# My first "wildlife" picture.. a baby turtle



## kellylindseyphotography

My model found this baby turtle during our shoot.  We were leaving the shore of a lake and on the way up the hill, she saw this tiny little thing moving, it looked like a rock or a piece of coal with a tail .  Strangely, (or maybe no so strangely, I have no idea) it was nearly all black and had a long tail.  I know nothing of wildlife or turtles but thought it was pretty cool. CC welcome!
All shot wide open at 1.8 with my 50mm
1.





2.





3.  and then we went back down to the lake and set him free


----------



## Phranquey

I may be mistaken, but that looks like a baby alligator snapping turtle. I have never seen one that small. 

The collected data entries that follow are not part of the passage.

PR #7197, opened 2026-08-20
fix(#7168): drop dead exposesTopLevelSentinel test in KindTest.java

### LINKED ISSUE #7168: `exposesTopLevelSentinel` cannot fail in `KindTest.java`
`KindTest.exposesTopLevelSentinel` at `eo-parser/src/test/java/org/eolang/parser/KindTest.java:76` asserts that `Kind.valueOf("TOP_LEVEL")` is `notNullValue()`. `Enum.valueOf` has no branch that returns null: it either returns the constant or throws `IllegalArgumentException`. Every run that reaches the assertion passes it, so the test has no failing input.

The regression it is meant to guard cannot reach it either. `TOP_LEVEL` is referenced from production code, so deleting the constant breaks compilation long before any test runs, and renaming it makes the lookup throw rather than fail an assertion. Either way the report says "error", not "the sentinel is gone".

Deleting the test is the honest fix. If the intent was to pin the sentinel's role rather than its name, the test worth having asserts what `TOP_LEVEL` does at indent 0 — that a level pushed under it is treated as top-level by the close-time naming check of R-5.3.1 — rather than that an enum constant exists.

@yegor256

Thayorns:
Kind.valueOf("TOP_LEVEL") can never return null: Enum.valueOf either returns the constant or throws IllegalArgumentException. exposesTopLevelSentinel asserted the result was notNullValue(), so the assertion can never fail and the test guarded nothing.

The regression it aimed to catch can't reach the assertion either. TOP_LEVEL is referenced from production code, so deleting the constant breaks compilation before any test runs, and renaming it makes the lookup throw rather than fail an assertion.

The behavior worth pinning — that a level pushed at indent 0 gets TOP_LEVEL as its parent, and that this drives the R-5.3.1 close-time naming check — is already covered elsewhere: StackTest.pushesTopLevelEntryAtIndentZero asserts the parent, and EoTest.rejectsTopLevelFormationWithoutName asserts the naming check fires on an unnamed top-level formation. No replacement test is needed.

Closes #7168


Thayorns:
@yegor256 ready for review — happy to clarify anything.

0crat:
@thayorns Thanks for the contribution! You've earned +12 points for this: +16 as a basis; -4 for too few (9) hits-of-code. Please, [keep](https://www.yegor256.com/2018/03/06/speed-vs-quality.html) them coming. Your running score is [+2301](https://www.eolang.org/zerocracy/objectionary-vitals.html); don't forget to check your [Zerocracy account](https://www.zerocracy.com/) too).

I don't know if I would have held it like that, though. Looking at the size compared to the hand, it could have taken a nice little chunk out of that thumb.

Very cute, but here's what they turn into:

http://www.dausettrails.com/snapturtle.jpg


----------



## kellylindseyphotography

We tried to see if it would snap by first putting a stick in front of its face.   It never snapped so we "ass"umed it would be OK   Luckily we were right lol!


----------



## Phranquey

> We tried to see if it would snap by first putting a stick in front of its face. It never snapped so we "ass"umed it would be OK


 
:lmao:

That's because they like meat, not sticks......


----------



## kellylindseyphotography

Phranquey said:


> I may be mistaken, but that looks like a baby alligator snapping turtle. I have never seen one that small.
> 
> I don't know if I would have held it like that, though. Looking at the size compared to the hand, it could have taken a nice little chunk out of that thumb.
> 
> Very cute, but here's what they turn into:
> 
> http://www.dausettrails.com/snapturtle.jpg



good effin gravy man!  :meh:


----------



## bullitt453

Definitely a terrapin snapping turtle.  They can be vicious suckers when they get older.


----------



## photocat

i love image #1.  very cool find!!  thanks to *Phranquey* for showing us what the "mommy" looks like!  lol  yikes!!!


----------



## tirediron

Nice pictures, but it is a young turtle, ergo a child, so can you really say you're branching out?


----------



## Ejazzle

hahaha i love those pictures!


----------



## manaheim

The turtle was probably thinking... "Ok, look it's another one of these crazy humans who thinks I'm gonna stupidly bite a stick... just wait... I'll show 'em."


----------



## johngpt

And because you set him free, someday, down the road, when you're like, drowning or sumtin' in that lake, he's gonna like remember, and like save yer butt!   :mrgreen:


----------



## manaheim

johngpt said:


> And because you set him free, someday, down the road, when you're like, drowning or sumtin' in that lake, he's gonna like remember, and like save yer butt! :mrgreen:


 
...or put a stick in front of your face to see if you'll bite it. :lmao:


----------



## kellylindseyphotography

manaheim said:


> ...or put a stick in front of your face to see if you'll bite it. :lmao:


 
LmAO!!  I was so surprised it was so calm and didnt' try to lash out at us!  Yikes! I wondered why he was so far from the lake.. And so black and bumpy.  It looked like he was going to die being so tiny and dry like that.  Maybe he hatched and couldn't find his way back to the water?


----------



## fug.li

I never knew baby turtles were so small. I like the second shot a lot.


----------